We kept on trying to figure out a way for him to deal with his issues within the context of our relationship, or while taking some space but not breaking up. It didn't work. Other than these issues, and how they manifested themselves in our relationship (fear of commitment, mostly), we had the perfect relationship. Got along in regards to money, family, lifestyle, sex, etc.
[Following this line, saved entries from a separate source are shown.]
PR #472, opened 2017-09-14
validate: add root.path validation when platform is windows

q384566678:
According to the [spec.](https://github.com/opencontainers/runtime-spec/blame/master/config.md#L37)

>On Windows, path MUST be a volume GUID path.

### DIFF
--- a/generate/generate.go
+++ b/generate/generate.go
@@ -1089,11 +1089,7 @@ func (g *Generator) DropProcessCapability(c string) error {
 		}
 	}
 
-	if err := validate.CapValid(cp, false); err != nil {
-		return err
-	}
-
-	return nil
+	return validate.CapValid(cp, false)
 }
 
 func mapStrToNamespace(ns string, path string) (rspec.LinuxNamespace, error) {
--- a/validate/validate.go
+++ b/validate/validate.go
@@ -178,6 +178,23 @@ func (v *Validator) CheckRoot() (errs error) {
 		return
 	}
 
+	if v.platform == "windows" {
+		matched, err := regexp.MatchString(`\\\\[?]\\Volume[{][a-fA-F0-9]{8}-[a-fA-F0-9]{4}-[a-fA-F0-9]{4}-[a-fA-F0-9]{4}-[a-fA-F0-9]{12}[}]\\`, v.spec.Root.Path)
+		if err != nil {
+			errs = multierror.Append(errs, err)
+		} else if !matched {
+			errs = multierror.Append(errs,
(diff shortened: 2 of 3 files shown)


validate/validate.go
```diff
@@ -219,6 +219,11 @@ func (v *Validator) CheckRoot() (errs error) {
 	}
 
 	if v.platform == "windows" {
+		if !strings.HasPrefix(v.spec.Root.Path, `\\?\`) {
```
wking: We can be stricter than this.  The spec links [here][1], whivh would be a regex like `[\][\][?][\]Volume[
{][a-fA-F0-9]{8}-[a-fA-F0-9]{4}-[a-fA-F0-9]{4}-[a-fA-F0-9]{4}-[a-fA-F0-9]{12}[}][\]?"`.  The Windows docs say "GUID", I think they mean "[UUID][2]", based on their `\\?\Volume{26a21bda-a627-11d7-9931-806e6f6e6963}\` example.

Also, unit tests :).

[1]: https://msdn.microsoft.com/en-us/library/windows/desktop/aa365248(v=vs.85).aspx
[2]: https://tools.ietf.org/html/rfc4122#section-3

q384566678: updated, PTAL.

validate/validate_test.go
```diff
@@ -114,6 +114,7 @@ func TestCheckRoot(t *testing.T) {
 	}{
 		{rspec.Spec{Windows: &rspec.Windows{HyperV: &rspec.WindowsHyperV{}}, Root: &rspec.Root{}}, "windows", specerror.RootOnHyperV},
 		{rspec.Spec{Windows: &rspec.Windows{HyperV: &rspec.WindowsHyperV{}}, Root: nil}, "windows", specerror.NonError},
+		{rspec.Spec{Windows: &rspec.Windows{}, Root: &rspec.Root{Path: filepath.Join(tmpBundle, "rootfs")}}, "windows", specerror.PathFormatOnWindows},
```
wking: Can we also check that [this][1] passes validation?  The regex is large, and a positive match would help convince me that it wasn't broken.

[1]: https://github.com/opencontainers/runtime-spec/blob/v1.0.0/config.md#example-windows

q384566678: updated.

generate/generate.go
```diff
@@ -1089,11 +1089,7 @@ func (g *Generator) DropProcessCapability(c string) error {
 		}
 	}
 
-	if err := validate.CapValid(cp, false); err != nil {
-		return err
-	}
-
-	return nil
+	return validate.CapValid(cp, false)
```
wking: I like this change, but it seems orthogonal.  Can 1a9532e get its own PR?

Mashimiao:
LGTM

q384566678:
ping @mrunalp @liangchenye

liangchenye:
LGTM

PR #771, opened 2023-09-06
update runtime-spec v1.1.0

thaJeztah:
- [x] depends on https://github.com/opencontainers/runtime-tools/pull/773

Update some dependencies to released versions;

### go.mod: github.com/opencontainers/runtime-spec v1.1.0

full diff: https://github.com/opencontainers/runtime-spec/compare/86290f6a00fb...v1.1.0

### DIFF
--- a/go.mod
+++ b/go.mod
@@ -8,7 +8,7 @@ require (
 	github.com/hashicorp/go-multierror v1.1.1
 	github.com/mndrix/tap-go v0.0.0-20171203230836-629fa407e90b
 	github.com/mrunalp/fileutils v0.5.0
-	github.com/opencontainers/runtime-spec v1.0.3-0.20220825212826-86290f6a00fb
+	github.com/opencontainers/runtime-spec v1.1.0
 	github.com/opencontainers/selinux v1.9.1
 	github.com/sirupsen/logrus v1.8.1
 	github.com/stretchr/testify v1.3.0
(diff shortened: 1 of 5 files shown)


thaJeztah:
@kolyshkin @mrunalp ptal 🤗

cyphar:
Can we do a release without this change, and then another release with this change? The lack of a release with `go.mod` means that you cannot use `go install` to get a `1.0.2`-compatible runtime-tool validator (0.9 doesn't have a go.mod so you pull the 1.1.0 spec which causes `runtime-tools` to think that it is a `1.1.0` spec validator). This is currently breaking umoci's CI, and will be an issue for historical users that need the older spec version.

cyphar:
Or, we can put the `golang.org/x/sys` update into a separate PR.

cyphar:
We could fork from 0.9 and release a 0.9.1 that "just" does the go.mod migration and upgrades to 1.0.2 (with cherry-picking if absolutely necessary(. That way, we won't have to worry about reverting things from `main` and `0.10.0` could be a strict upgrade.

That being said, given that 0.9 was also a release that had a non-released spec version I think it's not too crazy to just say that 0.10 can similarly just be a fruity intermediate runtime-spec version in keeping with all of the other releases of runtime-tools, and we will stop doing that in future releases.

cyphar:
Based on looking at the git logs, there was actually only one patch "needed" for us to support v1.0.2, so that approach seemed much simpler. See #774.

cyphar (approved):
On reflection, just doing this is a better idea.

kolyshkin (approved):
LGTM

Best relationship I've been in despite the issues.

 

Finally, after a few sad events (he cheated on me while I was away with an ex-girlfriend from 20 years ago), we decided we needed to break up for awhile, and see if he could sort out his issues.

 

We decided on a 3 month break, mainly because I knew it wouldn't be wise for me to give him anymore time than that. I told him he had to see a therapist on a regular basis during this time and deal with his issues, or this wasn't worth going through. He did, which is great.

 

We are 2 months and a week or so into the break, and he just got in touch with me wanting to get back together after the 3 months is over (his therapist thinks he's got a few more things to work on beforehand). He said all the right things, and I am really happy that we are getting back together. I've missed him so much.

 

The problem is, I find myself doubting everything -- thinking he is going to change his mind, or want another break again in a year or something, or cheat on me again. Anyone been in a situation like this? I really want to start fresh and erase as much of the past as possible, but I need some tools to do that. Is it just time? Couples counseling? Any thoughts you all have would be greatly appreciated.

Posted

I'm going through something similar with my B/F. The only way I know how to start over, is to do just that. I will not go back in time and bring up the wrongs. If you find that you want to go back there, start a journal. Write your feelings out on paper. I know that exercise has helped me TREMENDOUSLY.

 

Sure you are going to be suspect, but I know of no other way to start over than to give everyone, yourself included, a clean slate. Now, I don't think you need to be a doormat, but give your partner the benefit of the doubt when you start to get those "feelings." I know it is hard. I'm struggling with it myself.

 

One thing that a counselor told me, which ended up being true, is if your partner is cheating or lying, it will eventually come out. One way or another.